*How to complete this task*
Once the data has been read, restate all of it exactly.

*Records*

--------------------

PR #1420, opened 2024-07-28
refactor: fix biomejs lint warning

setchy:


bmulholland (approved):

src/context/App.tsx
```diff
@@ -173,7 +173,7 @@ export const AppProvider = ({ children }: { children: ReactNode }) => {
     const newSettings = { ...settings, ...defaultFilters };
     setSettings(newSettings);
     saveState({ auth, settings: newSettings });
-  }, [auth]);
+  }, [auth, settings]);
```
afonsojramos, line 176: Be careful with this 👀 All linters are known for sometimes inducing people in error with this, for example in useEffects

setchy: Thanks. So for this instance do you think this should be reverted?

--------------------

*Task answer*
PR #1420, opened 2024-07-28
refactor: fix biomejs lint warning

setchy:


bmulholland (approved):

src/context/App.tsx
```diff
@@ -173,7 +173,7 @@ export const AppProvider = ({ children }: { children: ReactNode }) => {
     const newSettings = { ...settings, ...defaultFilters };
     setSettings(newSettings);
     saveState({ auth, settings: newSettings });
-  }, [auth]);
+  }, [auth, settings]);
```
afonsojramos, line 176: Be careful with this 👀 All linters are known for sometimes inducing people in error with this, for example in useEffects

setchy: Thanks. So for this instance do you think this should be reverted?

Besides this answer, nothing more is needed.